AMB (amphotericin B); FC (flucytosine); FCZ (fluconazole); ISA (isavuconazole); ITZ (itraconazole); KCZ (ketoconazole); PCZ (posaconazole); TRB (terbinafine); VCZ (voriconazole).
In the second of a two-part article series, the spectrum of activity, mechanisms of action, pharmacokinetic and pharmacodynamic properties, and AEs of antifungal drugs are reviewed, and the treatment and prognosis of specific IFIs/IFLIs - dermatophytic pseudomycetoma, cryptococcosis, sino-orbital aspergillosis, coccidioidomycosis, histoplasmosis, sporotrichosis, phaeohyphomycosis, mucormycosis and oomycosis - are discussed. Part 1 reviewed the diagnostic approach to IFIs and IFLIs.
Information on antifungal drugs is drawn from pharmacokinetic studies in cats. Where such studies have not been performed, data from \'preclinical\' animals (non-human studies) and human studies are reviewed.
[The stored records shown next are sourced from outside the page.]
PR #4511, opened 2024-07-03
Add CDED validation to form publish

martha:

## Description

GH issue: https://github.com/open-path/Green-River/issues/6316

- Adds a new flag `is_publishing` to the `validate_json_form` method.
- Additionally adds the `owner_type` as an argument to the `Hmis::Form::DefinitionValidator.perform` method. This is based on the `role` which `perform` already receives, but passing it in from the `FormDefinition` allows us to avoid repeating the logic to generate it (from `FormDefinition.owner_class`)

The review also draws on the wider published evidence and the authors\' combined expertise in feline medicine, mycology, dermatology, clinical pathology and anatomical pathology.
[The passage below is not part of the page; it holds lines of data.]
PR #4512, opened 2024-07-03
ensure migrations are runnable

ttoomey:

## Description
 
Per slack Convo on 6/1 with Sandy, migrations should be runnable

AMB (amphotericin B); FC (flucytosine); FCZ (fluconazole); ISA (isavuconazole); ITZ (itraconazole); KCZ (ketoconazole); PCZ (posaconazole); TRB (terbinafine); VCZ (voriconazole).
摘要:
侵袭性真菌感染(IFIs)和卵菌病(以下称为侵袭性真菌样感染[IFLIs])的特征在于真菌成分对组织的渗透。环境是最常见的感染库。IFIs和IFLIs治疗可能令人沮丧,因为通常需要较长的治疗时间,即使在达到临床治愈之后,可能有复发的风险。随着时间的推移,业主对药物管理和重新检查检查的依从性也会下降。此外,一些抗真菌药物很贵,具有可变的患者间药代动力学特性,只能肠胃外给药和/或具有常见的不良反应(AE)。尽管有这些限制,治疗可以是非常有益的,尤其是当一种进行性和致命的疾病被治愈时。
■在由两部分组成的文章系列的第二部分中,活动的频谱,行动机制,药代动力学和药效学特性,并对抗真菌药物的不良事件进行了综述,以及特异性IFIs/IFLIs的治疗和预后-皮肤癣菌假单胞菌瘤,隐球菌病,中国轨道曲霉病,球孢子菌病,组织胞浆菌病,孢子丝菌病,phaeophyphysp真菌病,毛霉菌病和卵菌病-进行了讨论。第1部分回顾了IFIs和IFLIs的诊断方法。
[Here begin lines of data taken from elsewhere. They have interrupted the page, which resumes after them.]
PR #4523, opened 2024-07-09
Bug fix: dont delete instances when deleting a form draft

gigxz:

## Description

https://github.com/open-path/Green-River/issues/6331

Adjust `dependent` behavior on relations to Definition.

This fixes a bug where calling `destroy!` on a definition would delete all the Form Instances that apply to it, even if there are other forms with the same `identifier` that are still present and governed by those instances.

## Type of change
- [x] Bug fix

### DIFF
--- a/drivers/hmis/app/graphql/mutations/delete_form_definition.rb
+++ b/drivers/hmis/app/graphql/mutations/delete_form_definition.rb
@@ -17,7 +17,16 @@ module Mutations
       raise 'not found' unless definition
       raise 'can only delete draft forms' unless definition.draft?
 
-      definition.destroy!
+      has_other_versions = definition.all_versions.count > 1
+
+      Hmis::Form::Definition.transaction do
+        # If this is the last remaining version of this form, remove all Form Instances.
+        definition.instances.each(&:destroy!) unless has_other_versions
+
+        # Soft-delete the Form Definition. This will error if there are any form_processors or external_form_submissions
+        # that reference this particular form, which there shouldn't be because it's a Draft.
+        definition.destroy!
+      end
 
       {
         form_definition: definition,
--- a/drivers/hmis/app/models/hmis/form/definition.rb
+++ b/drivers/hmis/app/models/hmis/form/definition.rb
@@ -40,13 +40,15 @@ class Hmis::Form::Definition < ::GrdaWarehouseBase
   # convenience attr for passing graphql args
   attr_accessor :filter_context
 
-  has_many :instances, foreign_key: :definition_identifier, primary_key: :identifier, dependent: :restrict_with_exception
+  # --- Relations by id ----
   has_many :form_processors, dependent: :restrict_with_exception
-  has_many :custom_service_types, through: :instances, foreign_key: :identifier, primary_key: :form_definition_identifier
   has_many :external_form_submissions, class_name: 'HmisExternalApis::ExternalForms::FormSubmission', dependent: :restrict_with_exception
   has_many :external_form_publications, class_name: 'HmisExternalApis::ExternalForms::FormPublication', dependent: :destroy
-  has_many :custom_data_element_definitions, class_name: 'Hmis::Hud::CustomDataElementDefinition', dependent: :nullify,
-                                             primary_key: 'identifier', foreign_key: 'form_definition_identifier'
+
+  # --- Relations by identifier ----
+  has_many :instances, foreign_key: 'definition_identifier', primary_key: 'identifier'
+  has_many :custom_service_types, through: :instances, foreign_key: 'identifier', primary_key: 'form_definition_identifier'
+  has_many :custom_data_element_definitions, class_name: 'Hmis::Hud::CustomDataElementDefinition', primary_key: 'identifier', foreign_key: 'form_definition_identifier'
   has_one :published_version, -> { order(version: :desc).published }, class_name: 'Hmis::Form::Definition', primary_key: 'identifier', foreign_key: 'identifier'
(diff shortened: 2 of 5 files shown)


drivers/hmis/app/models/hmis/form/definition.rb
```diff
@@ -40,13 +40,15 @@ class Hmis::Form::Definition < ::GrdaWarehouseBase
...
   attr_accessor :filter_context
 
-  has_many :instances, foreign_key: :definition_identifier, primary_key: :identifier, dependent: :restrict_with_exception
+  # --- Relations by id ----
   has_many :form_processors, dependent: :restrict_with_exception
-  has_many :custom_service_types, through: :instances, foreign_key: :identifier, primary_key: :form_definition_identifier
   has_many :external_form_submissions, class_name: 'HmisExternalApis::ExternalForms::FormSubmission', dependent: :restrict_with_exception
   has_many :external_form_publications, class_name: 'HmisExternalApis::ExternalForms::FormPublication', dependent: :destroy
-  has_many :custom_data_element_definitions, class_name: 'Hmis::Hud::CustomDataElementDefinition', dependent: :nullify,
-                                             primary_key: 'identifier', foreign_key: 'form_definition_identifier'
```
gigxz, line 49: I removed `dependent: :nullify` from this. We can't nullify because that would cause the column to nullify when a draft is deleted, even if there is a published version that still references those definitions.

It may be desirable to nullify (manually) when the "last" version of this form is deleted, but I didn't add that to the mutation because (1) It's not expected, because if it's the draft and theres no other versions that it shouldnt have any CDEDs yet, and (2) in the event that it DOES occur, if we nullified then we would have these floating CDEDs that we don't know where they came from

drivers/hmis/app/models/hmis/form/definition.rb
```diff
@@ -40,13 +40,15 @@ class Hmis::Form::Definition < ::GrdaWarehouseBase
...
+
+  # --- Relations by identifier ----
+  has_many :instances, foreign_key: 'definition_identifier', primary_key: 'identifier'
```
gigxz, line 49: Removed `dependent: :restrict_with_exception`

gigxz:
address test failures https://github.com/greenriver/hmis-warehouse/actions/runs/9861244157/job/27229263496

update: addressed with https://github.com/greenriver/hmis-warehouse/pull/4523/commits/956ac5f0c4e8b8de6ae7c83f56d0350fcff44d93. I also added a before_destroy hook to prevent destruction of non-draft forms.

martha (approved):
everything looks great to me!

drivers/hmis/app/graphql/mutations/delete_form_definition.rb
```diff
@@ -17,7 +17,16 @@ def resolve(id:)
...
+      has_other_versions = definition.all_versions.count > 1
+
+      Hmis::Form::Definition.transaction do
+        # If this is the last remaining version of this form, remove all Form Instances.
+        definition.instances.each(&:destroy!) unless has_other_versions
+
+        # Soft-delete the Form Definition. This will error if there are any form_processors or external_form_submissions
+        # that reference this particular form, which there shouldn't be because it's a Draft.
+        definition.destroy!
+      end
```
ttoomey, line 29: Looks like there is a race condition here. Maybe not worth the trouble since it's unlikely to be triggered, but could fix it by wrapping it in an advisory lock. 

Normally you could use definition.with_lock {} but the logic here involves multiple FD rows

```ruby
      Hmis::Form::Definition.with_advisory_lock("hmis-fd-delete-mutation") do
        has_other_versions = definition.all_versions.count > 1
        Hmis::Form::Definition.transaction do
          # If this is the last remaining version of this form, remove all Form Instances.
          definition.instances.each(&:destroy!) unless has_other_versions

          # Soft-delete the Form Definition. This will error if there are any form_processors or external_form_submissions
          # that reference this particular form, which there shouldn't be because it's a Draft.
          definition.destroy!
        end
      end
```

ttoomey (approved):
Looks good, thanks for fixing!

drivers/hmis/app/graphql/mutations/delete_form_definition.rb
gigxz: Huh I don't see where the race condition is, can you point it out?

gigxz: I'm going to merge so I can get this up on QA, but will open a second PR if needed (And would love to see what I'm missing!)

ttoomey: > I'm going to merge so I can get this up on QA, but will open a second PR if needed (And would love to see what I'm missing!)

Sounds good! So I think it's around the conditional delete on has_other_versions. In this case this condition is unlikely to occur, maybe even vanishingly unlikely so perhaps this is just academic.

But Let's say we receive two simultaneous requests and they are processed in parallel to delete two different FDs records with the same identifier. Then let's say thread 1 queries for has_other_versions, then thread 2 queries has_other_versions at the same time, before any delete occurs. They both get a count  of 2 so neither of them destroys instances. But if they ran in series the second request would see a count of 1 and the delete would happen. I guess the outcome is we end up with orphan form instances which maybe doesn't matter than much.

I'd be fine with ignoring this since it's probably not going to occur in production

gigxz: Ahh I see, thanks for the explanation. I think we can ignore it, since deleting a form draft is an uncommon action, and the negative outcome (orphaned instances) is not that bad.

■抗真菌药物的信息来自猫的药代动力学研究。如果尚未进行此类研究,对来自“临床前”动物(非人类研究)和人类研究的数据进行了综述。该评论还借鉴了更广泛的已发表证据和作者在猫科动物医学方面的综合专业知识,真菌学,皮肤病学,临床病理学和解剖学病理学。
■AMB(两性霉素B);FC(氟胞嘧啶);FCZ(氟康唑);ISA(异氟康唑);ITZ(伊曲康唑);KCZ(酮康唑);PCZ(泊沙康唑);TRB(特比萘芬);VCZ(伏立康唑)。
■在由两部分组成的文章系列的第二部分中,活动的频谱,行动机制,药代动力学和药效学特性,并对抗真菌药物的不良事件进行了综述,以及特异性IFIs/IFLIs的治疗和预后-皮肤癣菌假单胞菌瘤,隐球菌病,中国轨道曲霉病,球孢子菌病,组织胞浆菌病,孢子丝菌病,phaeophyphysp真菌病,毛霉菌病和卵菌病-进行了讨论。第1部分回顾了IFIs和IFLIs的诊断方法。
■抗真菌药物的信息来自猫的药代动力学研究。如果尚未进行此类研究,对来自“临床前”动物(非人类研究)和人类研究的数据进行了综述。该评论还借鉴了更广泛的已发表证据和作者在猫科动物医学方面的综合专业知识,真菌学,皮肤病学,临床病理学和解剖学病理学。
■AMB(两性霉素B);FC(氟胞嘧啶);FCZ(氟康唑);ISA(异氟康唑);ITZ(伊曲康唑);KCZ(酮康唑);PCZ(泊沙康唑);TRB(特比萘芬);VCZ(伏立康唑)。